Saved entries:
PR #70, opened 2018-12-18
[opsrc] Handle OperatorSource deletion

kevinrizza:
-Add deletedReconciler to opsrc reconcilers
-Use finalizer to reconcile before deleting opsrc
-Delete manifests from cache when deleting

### DIFF
--- a/pkg/operatorsource/deleted.go
+++ b/pkg/operatorsource/deleted.go
@@ -1,0 +1,64 @@
+package operatorsource
+
+import (
+	"context"
+
+	"github.com/operator-framework/operator-marketplace/pkg/apis/marketplace/v1alpha1"
+	"github.com/operator-framework/operator-marketplace/pkg/datastore"
+	log "github.com/sirupsen/logrus"
+	"sigs.k8s.io/controller-runtime/pkg/client"
+)
+
+// NewDeletedReconciler returns a Reconciler that reconciles
+// an OperatorSource that has been marked for deletion.
+func NewDeletedReconciler(logger *log.Entry, datastore datastore.Writer, client client.Client) Reconciler {
+	return &deletedReconciler{
+		logger:    logger,
+		datastore: datastore,
+		client:    client,
+	}
+}
+
+// deletedReconciler is an implementation of Reconciler interface that
+// reconciles an OperatorSource object that has been marked for deletion.
+type deletedReconciler struct {
+	logger    *log.Entry
+	datastore datastore.Writer
+	client    client.Client
+}
+
+// Reconcile reconciles an OperatorSource object that is marked for deletion.
+// In the generic case, this is called when the OperatorSource has been marked
+// for deletion. It removes all data related to this OperatorSource from the
+// datastore, and it removes the OperatorSource finalizer from the object so
+// that it can be cleaned up by the garbage collector.
+//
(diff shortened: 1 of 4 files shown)


pkg/operatorsource/deleted.go
```diff
@@ -0,0 +1,74 @@
...
+
+	// now delete the operator source manifests
+	r.datastore.RemoveOperatorSource(out.UID)
+
+	return out, nil, nil
+}
+
+func removeFinalizer(opsrc *v1alpha1.OperatorSource) error {
+	outFinalizers := make([]string, 0)
+	for _, finalizer := range opsrc.ObjectMeta.Finalizers {
```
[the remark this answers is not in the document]
tkashem: After giving it some thoughts, let's leave it as is.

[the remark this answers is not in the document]
kevinrizza: Yeah I think my thought process here is that there is no guarantee that this is the only finalizer that will ever be attached to this object.

kevinrizza:
@tkashem Thanks for the review! I made changes all related to your comments, please take a look when you have a chance.

pkg/operatorsource/deleted.go
```diff
@@ -0,0 +1,58 @@
...
+//
+// nextPhase represents the next desired phase for the given OperatorSource
+// object. If nil is returned, it implies that no phase transition is expected.
+func (r *deletedReconciler) Reconcile(ctx context.Context, in *v1alpha1.OperatorSource) (out *v1alpha1.OperatorSource, nextPhase *v1alpha1.Phase, err error) {
+	out = in
+
+	// Remove the opsrc finalizer from the object
+	out.RemoveFinalizer()
+
+	err = r.client.Update(context.TODO(), out)
```
aravindhp: Is this `Update()` required given we call it in the main handler?

pkg/operatorsource/deleted.go
```diff
@@ -0,0 +1,58 @@
...
+	if err != nil {
+		return nil, nil, err
+	}
+
+	r.logger.Info("Finalizer removed, now garbage collector will clean it up.")
+
+	// now delete the operator source manifests
+	r.datastore.RemoveOperatorSource(out.UID)
```
tkashem: I think if `r.datastore.RemoveOperatorSource(out.UID)` precedes the call to `update` then datastore is in desired state even though `update` fails. It takes us a tiny bit closer to desired state(s) before the next reconciliation attempt is made. :) You don't need to make the change, I was just thinking out loud in terms of the order of these calls.

pkg/operatorsource/deleted.go
kevinrizza: We are not setting `nextPhase` because we aren't transitioning into a phase after using the delete reconciler. So either we would need to create a phase after delete reconciler which exists purely to follow this pattern and be a no-op, or we would have to use the client to update the operator source outside of the transition function (like it is currently written)

tkashem: It might be required, since you are not changing the phase the transitioner will deem as if nothing has changed. We don't do a `out.DeepEquals(in)` yet.

aravindhp: Please add a comment. This is not obvious to the reader.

[WHAT TO WORK ON]:
Full repetition needed. Write out every entry above exactly as given.

[SOLUTION FOR THIS TASK]:
PR #70, opened 2018-12-18
[opsrc] Handle OperatorSource deletion

kevinrizza:
-Add deletedReconciler to opsrc reconcilers
-Use finalizer to reconcile before deleting opsrc
-Delete manifests from cache when deleting

### DIFF
--- a/pkg/operatorsource/deleted.go
+++ b/pkg/operatorsource/deleted.go
@@ -1,0 +1,64 @@
+package operatorsource
+
+import (
+	"context"
+
+	"github.com/operator-framework/operator-marketplace/pkg/apis/marketplace/v1alpha1"
+	"github.com/operator-framework/operator-marketplace/pkg/datastore"
+	log "github.com/sirupsen/logrus"
+	"sigs.k8s.io/controller-runtime/pkg/client"
+)
+
+// NewDeletedReconciler returns a Reconciler that reconciles
+// an OperatorSource that has been marked for deletion.
+func NewDeletedReconciler(logger *log.Entry, datastore datastore.Writer, client client.Client) Reconciler {
+	return &deletedReconciler{
+		logger:    logger,
+		datastore: datastore,
+		client:    client,
+	}
+}
+
+// deletedReconciler is an implementation of Reconciler interface that
+// reconciles an OperatorSource object that has been marked for deletion.
+type deletedReconciler struct {
+	logger    *log.Entry
+	datastore datastore.Writer
+	client    client.Client
+}
+
+// Reconcile reconciles an OperatorSource object that is marked for deletion.
+// In the generic case, this is called when the OperatorSource has been marked
+// for deletion. It removes all data related to this OperatorSource from the
+// datastore, and it removes the OperatorSource finalizer from the object so
+// that it can be cleaned up by the garbage collector.
+//
(diff shortened: 1 of 4 files shown)


pkg/operatorsource/deleted.go
```diff
@@ -0,0 +1,74 @@
...
+
+	// now delete the operator source manifests
+	r.datastore.RemoveOperatorSource(out.UID)
+
+	return out, nil, nil
+}
+
+func removeFinalizer(opsrc *v1alpha1.OperatorSource) error {
+	outFinalizers := make([]string, 0)
+	for _, finalizer := range opsrc.ObjectMeta.Finalizers {
```
[the remark this answers is not in the document]
tkashem: After giving it some thoughts, let's leave it as is.

[the remark this answers is not in the document]
kevinrizza: Yeah I think my thought process here is that there is no guarantee that this is the only finalizer that will ever be attached to this object.

kevinrizza:
@tkashem Thanks for the review! I made changes all related to your comments, please take a look when you have a chance.

pkg/operatorsource/deleted.go
```diff
@@ -0,0 +1,58 @@
...
+//
+// nextPhase represents the next desired phase for the given OperatorSource
+// object. If nil is returned, it implies that no phase transition is expected.
+func (r *deletedReconciler) Reconcile(ctx context.Context, in *v1alpha1.OperatorSource) (out *v1alpha1.OperatorSource, nextPhase *v1alpha1.Phase, err error) {
+	out = in
+
+	// Remove the opsrc finalizer from the object
+	out.RemoveFinalizer()
+
+	err = r.client.Update(context.TODO(), out)
```
aravindhp: Is this `Update()` required given we call it in the main handler?

pkg/operatorsource/deleted.go
```diff
@@ -0,0 +1,58 @@
...
+	if err != nil {
+		return nil, nil, err
+	}
+
+	r.logger.Info("Finalizer removed, now garbage collector will clean it up.")
+
+	// now delete the operator source manifests
+	r.datastore.RemoveOperatorSource(out.UID)
```
tkashem: I think if `r.datastore.RemoveOperatorSource(out.UID)` precedes the call to `update` then datastore is in desired state even though `update` fails. It takes us a tiny bit closer to desired state(s) before the next reconciliation attempt is made. :) You don't need to make the change, I was just thinking out loud in terms of the order of these calls.

pkg/operatorsource/deleted.go
kevinrizza: We are not setting `nextPhase` because we aren't transitioning into a phase after using the delete reconciler. So either we would need to create a phase after delete reconciler which exists purely to follow this pattern and be a no-op, or we would have to use the client to update the operator source outside of the transition function (like it is currently written)

tkashem: It might be required, since you are not changing the phase the transitioner will deem as if nothing has changed. We don't do a `out.DeepEquals(in)` yet.

aravindhp: Please add a comment. This is not obvious to the reader.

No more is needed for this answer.